**WHAT YOU HAVE TO DO**
Please tell how many of the lines below contain "that", using only a number.
○ ○ ○ ○ ○
PR #3444, opened 2021-12-16
tx-generator: bug fix: breakup large STM transactions.

MarcFontaine:
This fixed a bug in the tx-generator that affects proper shutdown of
the Node2Node submission clients.
The tx-generator uses an internal TX queue of size 32
and the code for shutting the submission clients down
had tried to write n times Nothing to that queue (n== number of nodes) in one atomic transaction.
TODO: TX-queue is not really needed in the new design and is to be removed altogether.


deepfire (approved):
Thank you @MarcFontaine!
○ ○ ○ ○ ○
**EXERCISE ANSWER**
2